▶ WHAT IS NEEDED: Which lines in the listing below contain "defined"? Copy each of them.

▶ RECORDS SHOWN:
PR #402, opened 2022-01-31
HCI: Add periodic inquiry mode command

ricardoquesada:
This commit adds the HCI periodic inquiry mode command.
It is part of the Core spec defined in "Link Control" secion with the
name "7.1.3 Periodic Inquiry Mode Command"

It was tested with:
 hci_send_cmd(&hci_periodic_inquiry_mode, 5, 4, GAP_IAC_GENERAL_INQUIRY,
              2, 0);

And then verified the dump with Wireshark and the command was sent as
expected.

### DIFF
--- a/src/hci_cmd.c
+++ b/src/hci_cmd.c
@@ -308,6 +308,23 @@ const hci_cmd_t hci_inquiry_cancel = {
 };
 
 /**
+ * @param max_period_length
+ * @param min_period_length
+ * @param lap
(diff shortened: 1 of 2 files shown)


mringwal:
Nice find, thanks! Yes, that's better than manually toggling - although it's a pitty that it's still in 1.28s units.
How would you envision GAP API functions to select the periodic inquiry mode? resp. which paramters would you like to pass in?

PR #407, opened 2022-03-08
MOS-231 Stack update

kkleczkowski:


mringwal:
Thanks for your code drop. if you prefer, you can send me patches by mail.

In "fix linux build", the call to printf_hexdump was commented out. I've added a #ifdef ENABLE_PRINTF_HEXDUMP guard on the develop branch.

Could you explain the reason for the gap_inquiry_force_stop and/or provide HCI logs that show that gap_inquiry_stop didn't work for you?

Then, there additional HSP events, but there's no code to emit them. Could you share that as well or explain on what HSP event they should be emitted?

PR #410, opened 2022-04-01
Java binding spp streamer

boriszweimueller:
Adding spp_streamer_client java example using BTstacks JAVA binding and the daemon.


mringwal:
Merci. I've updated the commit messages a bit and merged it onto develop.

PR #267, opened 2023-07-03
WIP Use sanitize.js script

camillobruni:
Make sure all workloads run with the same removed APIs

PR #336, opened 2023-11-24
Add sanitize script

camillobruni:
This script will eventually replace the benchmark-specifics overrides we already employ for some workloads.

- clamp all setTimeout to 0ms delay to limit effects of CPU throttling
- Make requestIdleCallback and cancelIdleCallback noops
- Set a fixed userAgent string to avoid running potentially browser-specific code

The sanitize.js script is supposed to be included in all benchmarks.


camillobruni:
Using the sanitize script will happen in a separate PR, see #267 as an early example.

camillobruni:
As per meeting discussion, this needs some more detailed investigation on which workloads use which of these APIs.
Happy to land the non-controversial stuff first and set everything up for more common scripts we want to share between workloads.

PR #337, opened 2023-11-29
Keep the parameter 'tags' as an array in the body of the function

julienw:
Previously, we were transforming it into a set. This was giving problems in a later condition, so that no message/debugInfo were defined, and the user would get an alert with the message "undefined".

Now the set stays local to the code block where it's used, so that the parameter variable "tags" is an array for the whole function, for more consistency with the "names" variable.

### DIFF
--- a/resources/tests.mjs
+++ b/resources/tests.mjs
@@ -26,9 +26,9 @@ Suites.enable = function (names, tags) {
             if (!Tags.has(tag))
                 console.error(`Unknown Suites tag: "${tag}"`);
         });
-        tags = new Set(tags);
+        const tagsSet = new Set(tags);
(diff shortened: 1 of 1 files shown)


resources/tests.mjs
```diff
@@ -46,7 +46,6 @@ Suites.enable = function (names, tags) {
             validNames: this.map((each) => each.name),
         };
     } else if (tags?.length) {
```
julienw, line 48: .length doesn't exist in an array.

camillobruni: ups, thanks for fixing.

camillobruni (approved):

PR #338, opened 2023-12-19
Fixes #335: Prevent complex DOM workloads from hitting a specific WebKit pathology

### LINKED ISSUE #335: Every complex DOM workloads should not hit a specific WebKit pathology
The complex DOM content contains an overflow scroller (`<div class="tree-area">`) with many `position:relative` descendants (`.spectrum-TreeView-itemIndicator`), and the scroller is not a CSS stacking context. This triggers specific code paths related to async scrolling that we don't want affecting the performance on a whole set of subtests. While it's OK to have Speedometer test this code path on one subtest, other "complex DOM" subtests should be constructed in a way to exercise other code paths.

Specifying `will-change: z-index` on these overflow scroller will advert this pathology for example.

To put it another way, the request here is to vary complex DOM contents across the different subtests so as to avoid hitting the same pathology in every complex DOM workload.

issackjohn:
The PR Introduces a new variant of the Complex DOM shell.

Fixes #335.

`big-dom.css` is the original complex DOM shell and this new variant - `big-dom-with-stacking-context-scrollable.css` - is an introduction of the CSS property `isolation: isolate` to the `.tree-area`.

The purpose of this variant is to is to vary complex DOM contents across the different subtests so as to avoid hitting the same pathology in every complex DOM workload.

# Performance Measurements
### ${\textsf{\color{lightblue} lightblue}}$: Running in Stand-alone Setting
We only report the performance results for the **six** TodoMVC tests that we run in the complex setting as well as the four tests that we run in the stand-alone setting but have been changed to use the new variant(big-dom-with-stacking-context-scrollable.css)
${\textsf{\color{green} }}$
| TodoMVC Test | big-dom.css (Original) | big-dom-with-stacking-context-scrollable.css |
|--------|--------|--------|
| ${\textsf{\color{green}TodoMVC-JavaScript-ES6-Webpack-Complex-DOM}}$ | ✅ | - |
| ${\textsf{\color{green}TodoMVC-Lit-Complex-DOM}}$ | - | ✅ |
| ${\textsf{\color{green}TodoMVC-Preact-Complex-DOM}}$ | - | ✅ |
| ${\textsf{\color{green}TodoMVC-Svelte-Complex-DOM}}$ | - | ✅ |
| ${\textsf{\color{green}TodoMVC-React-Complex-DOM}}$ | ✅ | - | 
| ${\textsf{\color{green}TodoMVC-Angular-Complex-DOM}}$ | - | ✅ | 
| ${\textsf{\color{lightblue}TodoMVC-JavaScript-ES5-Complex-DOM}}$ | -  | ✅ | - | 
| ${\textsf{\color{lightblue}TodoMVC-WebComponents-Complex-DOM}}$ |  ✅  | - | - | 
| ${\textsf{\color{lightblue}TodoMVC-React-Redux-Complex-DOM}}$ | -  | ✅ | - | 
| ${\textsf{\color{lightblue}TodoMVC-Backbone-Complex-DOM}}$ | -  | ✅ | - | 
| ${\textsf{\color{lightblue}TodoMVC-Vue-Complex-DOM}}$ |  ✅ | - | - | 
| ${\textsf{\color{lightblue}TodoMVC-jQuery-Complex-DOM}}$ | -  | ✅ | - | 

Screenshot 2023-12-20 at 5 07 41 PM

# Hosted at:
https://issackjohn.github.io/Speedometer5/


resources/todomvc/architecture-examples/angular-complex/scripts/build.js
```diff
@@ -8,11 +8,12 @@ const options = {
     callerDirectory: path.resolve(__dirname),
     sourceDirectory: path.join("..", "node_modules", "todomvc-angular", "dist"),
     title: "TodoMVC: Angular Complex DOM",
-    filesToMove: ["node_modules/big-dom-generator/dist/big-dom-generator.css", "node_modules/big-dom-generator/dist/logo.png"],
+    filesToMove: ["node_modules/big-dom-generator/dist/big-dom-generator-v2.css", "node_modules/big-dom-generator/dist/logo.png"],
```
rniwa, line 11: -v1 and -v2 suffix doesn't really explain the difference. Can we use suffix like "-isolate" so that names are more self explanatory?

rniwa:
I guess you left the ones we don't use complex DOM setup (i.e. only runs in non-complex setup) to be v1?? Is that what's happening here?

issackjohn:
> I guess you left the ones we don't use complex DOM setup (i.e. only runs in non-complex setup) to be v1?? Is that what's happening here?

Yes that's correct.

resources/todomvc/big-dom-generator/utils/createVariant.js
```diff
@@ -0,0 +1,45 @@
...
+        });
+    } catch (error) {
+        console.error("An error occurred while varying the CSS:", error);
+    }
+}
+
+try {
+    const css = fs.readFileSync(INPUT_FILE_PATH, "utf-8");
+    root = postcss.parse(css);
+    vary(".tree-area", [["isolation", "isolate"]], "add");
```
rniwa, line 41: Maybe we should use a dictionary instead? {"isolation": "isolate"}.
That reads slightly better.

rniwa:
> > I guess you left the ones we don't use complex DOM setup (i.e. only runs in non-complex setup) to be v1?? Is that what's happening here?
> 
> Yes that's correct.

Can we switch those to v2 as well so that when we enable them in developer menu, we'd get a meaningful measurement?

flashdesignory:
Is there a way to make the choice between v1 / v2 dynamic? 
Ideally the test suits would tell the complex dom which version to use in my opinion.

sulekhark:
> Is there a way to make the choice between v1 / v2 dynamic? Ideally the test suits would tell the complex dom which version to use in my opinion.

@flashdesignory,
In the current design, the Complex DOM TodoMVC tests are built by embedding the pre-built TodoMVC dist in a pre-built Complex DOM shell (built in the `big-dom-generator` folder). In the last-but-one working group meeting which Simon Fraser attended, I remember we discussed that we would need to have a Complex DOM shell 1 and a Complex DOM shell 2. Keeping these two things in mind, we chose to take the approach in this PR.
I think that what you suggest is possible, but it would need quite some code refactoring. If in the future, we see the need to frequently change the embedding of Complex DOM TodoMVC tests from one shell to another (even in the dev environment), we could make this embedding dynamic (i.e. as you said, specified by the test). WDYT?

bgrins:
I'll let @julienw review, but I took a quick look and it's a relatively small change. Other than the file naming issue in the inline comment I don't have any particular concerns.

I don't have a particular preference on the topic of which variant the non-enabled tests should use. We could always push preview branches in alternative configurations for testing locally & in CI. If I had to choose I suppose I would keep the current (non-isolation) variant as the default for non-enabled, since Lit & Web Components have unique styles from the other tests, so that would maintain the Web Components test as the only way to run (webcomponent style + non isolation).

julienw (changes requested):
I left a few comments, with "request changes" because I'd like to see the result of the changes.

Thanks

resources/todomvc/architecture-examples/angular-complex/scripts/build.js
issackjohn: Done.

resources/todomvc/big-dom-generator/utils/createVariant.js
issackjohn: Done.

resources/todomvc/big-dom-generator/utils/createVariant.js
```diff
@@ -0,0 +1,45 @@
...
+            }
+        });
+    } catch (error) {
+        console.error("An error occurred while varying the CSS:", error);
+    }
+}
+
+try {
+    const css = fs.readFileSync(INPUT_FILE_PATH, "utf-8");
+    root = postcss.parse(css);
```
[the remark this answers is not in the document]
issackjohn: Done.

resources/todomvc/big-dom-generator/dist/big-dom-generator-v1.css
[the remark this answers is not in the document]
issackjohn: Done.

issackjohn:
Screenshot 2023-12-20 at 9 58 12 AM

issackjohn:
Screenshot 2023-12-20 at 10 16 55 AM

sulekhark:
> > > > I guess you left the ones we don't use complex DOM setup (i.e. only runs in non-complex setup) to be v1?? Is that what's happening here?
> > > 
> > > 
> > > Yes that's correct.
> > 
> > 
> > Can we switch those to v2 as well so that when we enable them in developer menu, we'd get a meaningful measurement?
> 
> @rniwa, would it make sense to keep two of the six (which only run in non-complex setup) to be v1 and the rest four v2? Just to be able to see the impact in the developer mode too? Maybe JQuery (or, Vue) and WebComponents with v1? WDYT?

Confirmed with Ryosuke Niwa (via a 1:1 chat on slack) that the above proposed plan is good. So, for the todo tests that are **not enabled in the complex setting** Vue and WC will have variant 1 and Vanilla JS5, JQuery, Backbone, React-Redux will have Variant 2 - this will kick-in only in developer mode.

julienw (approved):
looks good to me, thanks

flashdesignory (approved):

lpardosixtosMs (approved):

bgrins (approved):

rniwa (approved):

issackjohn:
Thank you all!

▶ SOLUTION BELOW:
It is part of the Core spec defined in "Link Control" secion with the
Previously, we were transforming it into a set. This was giving problems in a later condition, so that no message/debugInfo were defined, and the user would get an alert with the message "undefined".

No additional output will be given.